The Cathedral Rose Window Afghan.

http://www.anniescatalog.com/detail.html?prod_id=21741&source=fcebkaa

How beautiful. Oh how I wish I could crochet.


----------



## Chrissy (May 3, 2011)

That is stunning!!
Why don't you learn? Lots of youtube videos to show you how. :thumbup:


----------



## linda6200 (Oct 11, 2011)

Crochet is easy. I have a friend who crochets but can't seem to learn knitting.

I have seen this made up, and it is indeed beautiful.


----------



## kmangal16 (Mar 26, 2013)

Chrissy said:


> That is stunning!!
> Why don't you learn? Lots of youtube videos to show you how. :thumbup:


I used to crochet doilies many moons ago and have also made hats, and I keep promising myself that I will relearn, but so far, haven't found the time. Would really love to make this though.

I might just take a look on YouTube.


----------



## Oldies (Feb 3, 2012)

It is beautiful. I made one for my daughter and one for myself. The only bad feature was all the ends I had to weave in. If you learn to crochet you can do this. It's too heavy for a wall hanging. I have mine draped over a quilt rack.


----------



## bwtyer (Oct 31, 2012)

Someone posted theirs here a while back- really beautiful - i can see why they had requests for it.


----------



## nnyl (Oct 3, 2012)

I made this a few years ago and made it much bigger, gave it to a Monsignor friend of mine. Lots of ends to sew in, but, it was more than worth it. Lynn


----------



## virginia42 (Mar 13, 2011)

Chrissy said:


> That is stunning!!
> Why don't you learn? Lots of youtube videos to show you how. :thumbup:


I was thinking the same thing. Never to late to learn. I taught myself 3 years ago at age 68.


----------



## no1girl (Sep 4, 2012)

glorious!!!!!!!!!!! stunning.


----------



## lerryngal (Nov 17, 2012)

kmangal16 said:


> The Cathedral Rose Window Afghan.
> 
> http://www.anniescatalog.com/detail.html?prod_id=21741&source=fcebkaa
> 
> How beautiful. Oh how I wish I could crochet.

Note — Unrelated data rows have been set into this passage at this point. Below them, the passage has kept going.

PR #4501, opened 2019-09-25
keep track of checks

pivotal-jwinters:
so we don't create more and more goroutines all doing the same thing

### DIFF
--- a/atc/lidar/checker.go
+++ b/atc/lidar/checker.go
@@ -2,6 +2,7 @@ package lidar
 
 import (
 	"context"
+	"sync"
 
 	"code.cloudfoundry.org/lager"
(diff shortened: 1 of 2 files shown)


atc/lidar/checker.go
```diff
@@ -25,6 +27,8 @@ type checker struct {
 
 	checkFactory db.CheckFactory
 	engine       engine.Engine
+
+	running *sync.Map
```
xtremerui: what is the memory impact for using this map? Is it possible that same check got picked up by different ATCs that creates overheads in memory?

pivotal-jwinters: This change is actually to limit the amount of memory used by each ATC by making sure we don't run duplicate checks.

PR #4503, opened 2019-09-26
Fixed the flake 'fly workers' test.

### LINKED ISSUE #4497: fly: `fly workers` integration test time flake
It is possible for enough time to pass between [this initialization](https://github.com/concourse/concourse/blob/master/fly/integration/workers_test.go#L141-L147) and [this assertion](https://github.com/concourse/concourse/blob/master/fly/integration/workers_test.go#L167-L173) that the assertion fails. [Proof](https://ci.concourse-ci.org/teams/main/pipelines/concourse/jobs/unit/builds/1098#L5d8a5acd:69:92)

The Right Way™ to solve this problem is to refactor fly to use a fake clock that always returns the same time. However, the fly integration tests use [gexec.Build](https://github.com/concourse/concourse/blob/master/fly/integration/suite_test.go#L32) to compile fly and exercise it by shelling out to the compiled binary.

Instead of an 'integration' test like the above, we should be verifying the 'age' column works appropriately by externalizing our 'clock' dependency [here](https://github.com/concourse/concourse/blob/master/fly/commands/workers.go#L205), and then injecting a fake for tests. I'm thinking we should externalize the [stdout writer](https://github.com/concourse/concourse/blob/master/fly/commands/workers.go#L69) too.

evanchaoli:
Resolve #4497

### DIFF
--- a/fly/integration/workers_test.go
+++ b/fly/integration/workers_test.go
@@ -140,10 +140,10 @@ var _ = Describe("Fly CLI", func() {
 			BeforeEach(func() {
 				worker1StartTime = time.Now().Unix() - 2*day - 90*second
 				worker2StartTime = time.Now().Unix() - 1*day - 90*second
-				worker3StartTime = time.Now().Unix() - 10*hour - 3*minute - 5*second
-				worker4StartTime = time.Now().Unix() - 8*hour - 30*minute - 5*second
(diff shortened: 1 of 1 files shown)


evanchaoli:
@pivotal-jamie-klassen Please take a look this PR. With this change, I have run many times of fly integration tests on my local and never hit any failure.

PR #4507, opened 2019-09-26
Set duration to n/a if startTime is n/a

### LINKED ISSUE #4472: fly shows the wrong duration for cancelled builds
Looks like its computing time since the epoch? Probably fly is using some kind of integer type to represent those timestamps, so if the start time is not set, it defaults to "0 milliseconds since the epoch".

Screen Shot 2019-09-20 at 11 07 07 AM

I think it would make more sense to see `n/a` in the duration field, or even `cancelled` in the duration field.

iamjarvo:
Fixes #4472

Screen Shot 2019-09-26 at 2 05 43 PM

### DIFF
--- a/fly/commands/builds.go
+++ b/fly/commands/builds.go
@@ -254,7 +254,7 @@ func populateTimeCells(startTime time.Time, endTime time.Time) (ui.TableCell, ui
 		durationCell.Contents = endTime.Sub(startTime).String()
 	}
 
-	if startTime == zeroTime && endTime == zeroTime {
+	if startTime == zeroTime {
 		durationCell.Contents = "n/a"
 	}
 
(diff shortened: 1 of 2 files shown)


fly/commands/builds.go
```diff
@@ -254,7 +254,7 @@ func populateTimeCells(startTime time.Time, endTime time.Time) (ui.TableCell, ui
 		durationCell.Contents = endTime.Sub(startTime).String()
 	}
 
-	if startTime == zeroTime && endTime == zeroTime {
+	if startTime == zeroTime && endTime == zeroTime || startTime == zeroTime {
```
pivotal-jamie-klassen: glad that you found this logic! but I think `(A && B) || A == A` (by set theory, or by doing the truth table), so you can just say `startTime == zeroTime` here!

pivotal-jamie-klassen:
Also, the DCO bot will complain if your commit does not have a `Signed-off-by` line that matches the commit's author. This is part of our contributor agreement.

iamjarvo:
Thanks for the feedback, I will address your feedback

iamjarvo:
@pivotal-jamie-klassen made the changes you requested

pivotal-jamie-klassen:
release note in #4565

 Me too!!! People keep putting me onto you-tube links, but being a knitter for so many years, I just cannot get the hang of crochet. I tend to want to hold the hook like I hold my knitting needles, and it just won't work.


----------



## kiwiannie (Jul 30, 2011)

Very beautiful.


----------



## bagibird (Sep 30, 2012)

lerryngal said:


> Me too!!! People keep putting me onto you-tube links, but being a knitter for so many years, I just cannot get the hang of crochet. I tend to want to hold the hook like I hold my knitting needles, and it just won't work.


Yes, it will work!! Don't worry about how you hold the hook, just make the stitches however you feel comfortable. Truly, it will work. My granmother taught me to crochet when I was 7. She held her hook like a pencil, but I grab hold of mine like a knife. Doesn't matter - the end result is the same. I even wind my yarn the "wrong"way around the hook. Doesn't matter a scrap.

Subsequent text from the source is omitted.